# Hi have a Red Foot Tortoise enclosure set up and have a question?



## grogansilver (Oct 6, 2014)

Hi Just wanted some Advise to make sure my Red Foots enclosure is set up right especially with lighting? Here I put two kiddie swimming Pools together and joined them as you see the tortoises can enter through a hole I cut out and then framed which they will Pass through and it will Look and be natural to them! and go from Pool to Pool! then there's two big heating Pads 3x2' Long on under each side of each Pool for Ground heat! Sub straight is peat moss covered on top with cypress mulch to hold humidity with leaves thrown in for decoration! there's one night time heat lamp 100 watts that always runs never goes off! and one Day time Bulb that I use runs 6 hours a day on timer Both Bulbs putting out heat! "Now here's my Question that I am asking? the UVB 10.0 that is shown in one of the pictures is this a safe Bulb for my tortoises or will it hurt my tortoises eye? do I need to get Rid of it (that Bulb)? also one thing I should mention as you can see there set up is near a window and they do get the morning Sun for at least 3-4 hours a day but through closed windows of course because it is cold out side! that's mainly their inside set up any Advise would be much appreciated on improvement!! thank you, Anthony. (grogansilver)


----------



## Yvonne G (Oct 6, 2014)

Hi Anthony:

I wouldn't use that spiral-shaped bulb. We've talked about them here on the Forum before. They can be harmful to tortoise's eyes, causing a painful condition similar to snow-blindness.


----------



## Turtlepete (Oct 6, 2014)

Yvonne G said:


> Hi Anthony:
> 
> I wouldn't use that spiral-shaped bulb. We've talked about them here on the Forum before. They can be harmful to tortoise's eyes, causing a painful condition similar to snow-blindness.

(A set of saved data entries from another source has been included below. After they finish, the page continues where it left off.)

PR #852, opened 2023-06-20
fix: Setting the default level for crash events in Crashpad to `fatal`

bitsandfoxes:
So the story goes like this:
An Unreal crash report lands in relay but the `crash_reason` got ignored and asserts and ensures ended up with the severity `FATAL`. 
Relay [now](https://github.com/getsentry/relay/pull/1677/files) reads the reason from the Unreal context and sets the level appropriately.

Unfortunately, Sentry simply overwrite the level set in Relay with `FATAL` anyway. With [this PR](https://github.com/getsentry/sentry/pull/50717/files), previously set levels get respected.

This PR aims to initialize crash events with `FATAL` but still allow users to overwrite the level.

### DIFF
--- a/src/backends/sentry_backend_crashpad.cpp
+++ b/src/backends/sentry_backend_crashpad.cpp
@@ -108,6 +108,8 @@ crashpad_backend_flush_scope(
     sentry_value_t event = data->crash_event;
     if (sentry_value_is_null(event)) {
         event = sentry_value_new_object();
+        // FIXME: This should be handled in the FirstChanceHandler but that does
+        // not exist for macOS just yet.
         sentry_value_set_by_key(
             event, "level", sentry__value_new_level(SENTRY_LEVEL_FATAL));
     }
--- a/src/backends/sentry_backend_crashpad.cpp
+++ b/src/backends/sentry_backend_crashpad.cpp
@@ -105,9 +105,12 @@ crashpad_backend_flush_scope(
     // properties that we do not want here. But in case of a crash we use the
     // crash-event filled in the crash-handler and on_crash/before_send
     // respectively.
-    sentry_value_t event = sentry_value_is_null(data->crash_event)
-        ? sentry_value_new_object()
-        : data->crash_event;
+    sentry_value_t event = data->crash_event;
+    if (sentry_value_is_null(event)) {
+        event = sentry_value_new_object();
+        sentry_value_set_by_key(
+            event, "level", sentry__value_new_level(SENTRY_LEVEL_FATAL));
+    }
 
     SENTRY_WITH_SCOPE (scope) {
         // we want the scope without any modules or breadcrumbs
--- a/src/backends/sentry_backend_crashpad.cpp
+++ b/src/backends/sentry_backend_crashpad.cpp
@@ -149,6 +149,8 @@ sentry__crashpad_handler(int signum, siginfo_t *info, ucontext_t *user_context)
         auto *data = static_cast<crashpad_state_t *>(options->backend->data);
         sentry_value_decref(data->crash_event);
         data->crash_event = sentry_value_new_event();
+        sentry_value_set_by_key(data->crash_event, "level",
+            sentry__value_new_level(SENTRY_LEVEL_FATAL));
 
         if (options->on_crash_func) {
             sentry_ucontext_t uctx;
--- a/CHANGELOG.md
+++ b/CHANGELOG.md
@@ -2,6 +2,10 @@
 
 ## Unreleased
 
+**Fixes**:
+
+- Events captured by Crashpad are initialized with level `FATAL` ([#852](https://github.com/getsentry/sentry-native/pull/852))
+
 **Features**:
 
 - crashpad_handler: log `body` if minidump endpoint response is not `OK` ([#851](https://github.com/getsentry/sentry-native/pull/851), [crashpad#87](https://github.com/getsentry/crashpad/pull/87))
--- a/CHANGELOG.md
+++ b/CHANGELOG.md
@@ -4,7 +4,7 @@
 
 **Fixes**:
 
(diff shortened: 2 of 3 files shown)


supervacuus (approved):
LGTM, if @Swatinem does agree with my points in the last comment (and yeah, changelog :P ).

supervacuus:
> The call down below to `crashpad_backend_flush_scope` has previously applied the default `"warning"` level based on the scope, which then ended up in the event/scope file that is written to disk and being sent by crashpad.

I am reluctant to this change because I think I still don't understand what happened in the backend that requires that change. I just tested `master` on macOS, and a crash now has `level` `warning` instead of `fatal`. So the (already live) backend change not only affects minidumps processed by the unreal handler but rather all minidumps. That was unclear to me (is this change tracked somewhere @bitsandfoxes?).

Was your suggestion @Swatinem to initialize the level in the scope to `fatal`? What would that break? At least i would cover all platforms.

supervacuus:
Okay, I found it: https://github.com/getsentry/sentry/pull/50717.

Sorry, @bitsandfoxes, I misunderstood the severity of that change in our sync yesterday. There is no quick way to adapt to this cleanly in the Native SDK. Changing it only in the `crashpad` backend is also wrong because all minidumps will be affected, so we must ensure this also works for `breakpad` (which is easier because the handler works on all platforms and we can add the level to the crash-event before the hooks are invoked similar to the change in `crashpad`).

We could change the scope defaults. But this is a breaking change, and I wonder if it is okay from an SDK pov. 

For `crashpad`, there is no way on `macOS` to set the level at the right point in time without implementing a `FirstChanceHandler`, making the `crashpad_handler` aware of the `MessagePack` scope or touching the defaults.

I am open to alternative proposals, though.

Swatinem:
The fundamental problem here is:
- Previously, the backend would just hardcode `"fatal"` for all minidumps.
- We want a way to overwrite that, so the backend respects an existing `level` without overwriting it
- Well, it turns out that the `apply_scope_to_event`, and by extension the messagepack files written to disk for the crashpad integration get the default level from the scope, which is `"warning"`.
- We did not anticipate this, and as a result, with the backend changes, all minidump crashes are not treated as `"warning"` which is wrong. The should *default* to `"fatal"`, but customers who want to should have a way to override that, via `on_crash` or whatever.

supervacuus:
> We did not anticipate this, and as a result, with the backend changes, all minidump crashes are not treated as `"warning"` which is wrong. The should _default_ to `"fatal"`, but customers who want to should have a way to override that, via `on_crash` or whatever.

Yeah, I understood it the same way. The problem - at least from my current understanding - is that changing the default in the scope affects every envelope we send and not only crashes. So if a user doesn't explicitly set the level in either the event or change it in the scope, everything we send will be `FATAL`. That is at least a breaking change (although I cannot say how severe that would be, especially compared to other SDKs).

I think the most sensible approach would be to 
* explicitly set the event level in every SDK crash handler available to `FATAL` (already happening in `inproc`, easily added for all `breakpad` platforms, possible for Windows and Linux in `crashpad`
* leave the SDK defaults alone
* and add a `FIXME(supervacuus)` clause to  `processing.py` that handles crashes coming from `macOS` using `crashpad` as a backend to how it was done previously (i.e., ignore the level coming from the SDK and only check for the `crashed` property). Something like this:

```python
# FIXME(supervacuus): remove this when we implement a FirstChanceHandler in macOS crashpad.
if os == "macOS" and backend == "crashpad" and response.get("crashed") is not None and response["crashed"]:
    # we crashed on macOS using the crashpad backend, so let us ignore the level from the SDK
    data["level"] = "fatal"
else:
    # do what is currently implemented
    if response.get("crashed") is not None and data.get("level") is None:
        data["level"] = "fatal" if response["crashed"] else "info"
```

This way we don't create a dance around shifting defaults, and the problem is solved for all in a somewhat future-proof way. The level coming from the SDK is only ignored for crashpad-on-macOS if it actually crashed... a situation where SDK users cannot override anyway.

Horrible? Please let me know!

Swatinem (approved):

src/backends/sentry_backend_crashpad.cpp
```diff
@@ -105,9 +105,12 @@ crashpad_backend_flush_scope(
...
     // crash-event filled in the crash-handler and on_crash/before_send
     // respectively.
-    sentry_value_t event = sentry_value_is_null(data->crash_event)
-        ? sentry_value_new_object()
-        : data->crash_event;
+    sentry_value_t event = data->crash_event;
+    if (sentry_value_is_null(event)) {
+        event = sentry_value_new_object();
+        sentry_value_set_by_key(
+            event, "level", sentry__value_new_level(SENTRY_LEVEL_FATAL));
```
supervacuus, line 112: Why?

supervacuus:
The failing `breakpad` integration test is due to this: https://github.com/getsentry/sentry-native/blob/6ac1404dc6f46dd6388c3b9f40ca32b585f3ef58/src/backends/sentry_backend_breakpad.cpp#L119-L121
which can be removed.

supervacuus:
We should extend the integration tests with checks for all crashes to be `FATAL`. No need to do this in this PR; I can see we are in a hurry.

src/backends/sentry_backend_crashpad.cpp
```diff
@@ -105,9 +105,14 @@ crashpad_backend_flush_scope(
...
     // crash-event filled in the crash-handler and on_crash/before_send
     // respectively.
-    sentry_value_t event = sentry_value_is_null(data->crash_event)
-        ? sentry_value_new_object()
-        : data->crash_event;
+    sentry_value_t event = data->crash_event;
+    if (sentry_value_is_null(event)) {
+        event = sentry_value_new_object();
+        // FIXME: This should be handled in the FirstChanceHandler but that does
+        // not exist for macOS just yet.
```
supervacuus, line 112: Thanks! ❤️

supervacuus (approved):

Are you sure? Because I've used two of these about 8 inches above 20 or so RF hatchlings this year, and nobody was blinded. I thought it was a different kind of bulb?


----------



## grogansilver (Oct 6, 2014)

The Bulb will be Gone immediately I wont second guess it! thank you.


----------



## Yvonne G (Oct 6, 2014)

Yup, I'm sure. When they first came out there were many, many complaints, so the companies that make the bulbs supposedly fixed them. However, they never did a recall, so you don't know if the bulb you buy today is an old one or a new, updated one.


----------



## Turtlepete (Oct 6, 2014)

Hm…interesting. Might have to think about different bulbs in the future then. I've used them for quite a long time with no issues though.


----------



## grogansilver (Oct 6, 2014)

just figured I ask what is the best UVB to use?


----------



## Yvonne G (Oct 6, 2014)

For a RF tortoise you can get by with the tube type fluorescent bulbs.


----------



## grogansilver (Oct 8, 2014)

Hi well I went out and bought what I thought would be more appropriate UVB lighting for my Red Foots what do you think? I paid $10.00 for the whole fixture at Walmart!


----------



## turtlelady80 (Oct 9, 2014)

Love the set up but how do you keep your humidity up to 80%?


----------



## grogansilver (Oct 9, 2014)

That's my Reptile Room its very insulated and with a lot of different tanks in it that have dirt and Plants and other Reptiles in them! that dirt and mulch believe me its not a problem actually its a lot of misting the ground but if you look in the photos you will see I actually built a swimming pool pond which sits on top of a ramp and under the pond that's sits above full of water its their hide away Plus there's large pieces of wood and bark on that floor inside their walk areas that also holds humidity in place! hey sometimes it gets so humid I have to open the window or turn on the ceiling Fan! and you know what also helps with the grounding environment pill bugs and earth worms!


----------



## grogansilver (Oct 9, 2014)

Okay to make things simple here is an actual tour with photos in a row of my Reptile Room set up! and if you look on one of the walls you will even see my latest creation its an actual Bay window for a house that I put on a frame and attached to my wall and it opens off the wall to get into it!! all of these things produce Humidity!! Plus for all of you tortoise friends out there, there's is a new Led light shop light fixture out there you can find and buy it at Walmart its a 100 watt bulb and it only uses only 19 actual watts running! it totally lights up the whole tortoises area take a look its in the picture I got it and installed it today the bulb cost $24.00 that's it!


----------